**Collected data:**
-------------------------
PR #802, opened 2026-07-27
[Stability] Focus identity account settings

Storypapst:
## Summary

- introduce the provider-neutral `IdentityAccountSettingsUpdater` output port
- route current-account password and preferred-language changes through the focused port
-------------------------
**What you should do:**
Above are the records; copy exactly the lines from the one with "- introduce the" through the final line.

**Response:**
- introduce the provider-neutral `IdentityAccountSettingsUpdater` output port
- route current-account password and preferred-language changes through the focused port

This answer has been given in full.